Les Hodgson is co-owner of Marco Sales, a Brownsville shrimp wholesaler. Shrimpers had been blamed as one reason for the Kemp’s Ridley turtle’s decline, and in the 1990s they were required to start using Turtle Excluder Devices, holes in shrimp trawls that allow sea turtles to escape and avoid drowning. Hodgson began a crusade to get U.S. shrimpers into the Ridley recovery project. He approached Wild American Shrimp, the marketing group that represents shrimpers in eight U.S. states along the Gulf and Atlantic. A fluent Spanish-speaker, he also got Mexican shrimpers involved.

Together, the Mexican industry bought the property here, the U.S. industry bought the material for this camp at Tepahuajes, and between the fisherman from both countries we spent two months down here building the 12-bed facility for the biologists that run this camp.

The shrimpers also worked with environmental conservation groups to lobby the U.S. government for continued funding in years when lean federal budgets threatened the project.

What we’re talking about is the health of our marine environment in our Gulf of Mexico, and it’s to our benefit in the shrimp industry not to lose another specie out of the Gulf. This was the animal that was most critically endangered. Many of the biologists said there was no way to bring it back, that we’d already lost another specie. So we feel very good about the fact that this one is heading in the right direction.

Heading in the right direction, but not all the way home. The recovery plan calls for a total of 10,000 nesting females to “downlist” the specie from endangered to threatened. If current trends continue, Peña says the project could hit that mark by 2012.

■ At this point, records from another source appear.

PR #140, opened 2025-09-11
RFC: function `coroutine.noyield(fn, ...)`

Aseminaunz:
[Rendered](https://github.com/Aseminaunz/rfcs/blob/rfc-function-coroutine-noyield/docs/function-coroutine-noyield.md)

This proposal creates a new standard library function in `coroutine`:
```luau
function coroutine.noyield<A..., R...>(fn: (A...) -> R..., ...: A...): R...
```
It runs a function within the same thread as the caller, without allowing it to yield, reflecting it in `coroutine.isyieldable()` and causing `coroutine.yield()` to error.

### DIFF
--- a/docs/function-coroutine-noyield.md
+++ b/docs/function-coroutine-noyield.md
@@ -1,0 +1,438 @@
+# `coroutine.noyield()` function
+
+## Summary
+
+A new standard library function, `coroutine.noyield(fn, ...)`, which runs a function without allowing it to yield.
+
+## Motivation
+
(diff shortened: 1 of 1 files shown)


jackdotink:
@vrn-sn This is true, but unimportant because this is already how these mechanisms work today when attempting to yield in non-yieldable contexts.

vegorov-rbx:
This is something we might return to in the future with an alternative proposal, but RFC in this form is not accepted because of the problems mentioned before.

PR #954, opened 2026-05-29
Zig 0.17.0 master

mattnite:


mattnite:
@Grazfather This is ready to be looked at. Once [this PR](https://codeberg.org/ziglang/zig/pulls/35515) lands and the master binary is available, this PR should pass CI

.github/workflows/ci.yml
```diff
@@ -164,6 +164,14 @@ jobs:
       - name: Build
         run: zig build -Doptimize=ReleaseSmall
 
+  # Make sure that we are building examples and invoking tests for each port
```
mattnite: Just realized that this is not complete. The idea is to have a check to make sure that every port has examples and unit tests set up in CI using some calls to `yq`.

port/espressif/esp/src/hal/usb_serial_jtag.zig
```diff
@@ -83,8 +80,13 @@ pub const logger = struct {
             else => " (" ++ @tagName(scope) ++ "): ",
         };
 
+        // TODO: do we use debug_io?
+        _ = format;
+        _ = args;
+        _ = prefix;
+
```
tact1m4n3: Can you clarify what the TODO means? Also, I have an `Io.Writer` implemented for this. If you want I can commit it.

port/raspberrypi/rp2xxx/src/hal/uart.zig
```diff
@@ -144,20 +144,83 @@ pub const instance = struct {
 pub const UART = enum(u1) {
     _,
 
-    pub const UART_With_Timeout = struct {
-        instance: UART,
+    pub const Writer = struct {
+        uart: UART,
         deadline: mdf.time.Deadline,
+        intf: std.Io.Writer,
```
tact1m4n3: Why intf as opposed to interface (as it is in the `std.Io.File.Writer`)?

core/src/microzig.zig
```diff
@@ -37,21 +37,25 @@ pub const Allocator = @import("allocator.zig");
 pub const panic = std.debug.FullPanic(struct {
     pub fn panic_fn(message: []const u8, first_trace_address: ?usize) noreturn {
         std.log.err("panic: {s}", .{message});
+        _ = first_trace_address;
 
-        var frame_index: usize = 0;
-        if (@errorReturnTrace()) |trace| frame_index = utilities.dump_stack_trace(trace);
+        // TODO: sit down and determine if we want to provide our own SelfInfo.
+        // Is that what plugs into the standard panic?
```
tact1m4n3: After a quick skim of std.debug, at least on freestanding, the standard panic just traps. Imho, we should keep a custom panic with also a custom StackIterator that doesn't depend on io. SelfInfo might not make sense for embedded as there isn't any debug info available on the device.

port/raspberrypi/rp2xxx/src/hal/uart.zig
mattnite: `interface` always feels a bit long so I wanted to see how it looked with a condensed version. I'm ambivalent on it, so when I do another pass at this patch I'll keep to `interface`.

port/espressif/esp/src/hal/usb_serial_jtag.zig
mattnite: This TODO is stale. There's a separate `std.Io` instance for the debug system, passed in through options:

https://codeberg.org/ziglang/zig/src/commit/0c41edf4978cc45b59909fce69885e310360cbfa/lib/std/debug.zig#L664

There are two boundaries we could choose for implementing the logger. The first is setting a logging function, which we've always done, and the second is to implement a `std.Io` for the standard library debug system.

I'm leaning towards implementing a logging function, similar to how you mentioned we should have our own stack iterator. I have a feeling that implementing a `std.Io` will have some unintended side effects like binary size. I've cut a ticket for research so we can have an informed answer, to be done sometime after 0.17.0 lands:

https://github.com/ZigEmbeddedGroup/microzig/issues/956

PR #957, opened 2026-06-02
rp2xxx: Implement readv_then_writev for SPI driver.

knightpp:
The implementation is missing, is this a mistake? It seems `transceive_vecs_blocking` is what it should have been.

We cannot look at a 2,000-turtle arribatta on May 11 as okay, that’s it, we got it, the turtle’s recovered, let’s pack it up and go home. This is the one yard line–we cannot stop right now. But I think this is the example to follow in conservation, not only for sea turtles, but for any endangered species. If you can have federal governments, state governments, local governments, fisheries industries, universities and NGOs from both countries working together, that is the key for conservation success, that is the word: cooperation.

From Tepehaujes on the Mexican Gulf coast, this is Tom Harvey reporting.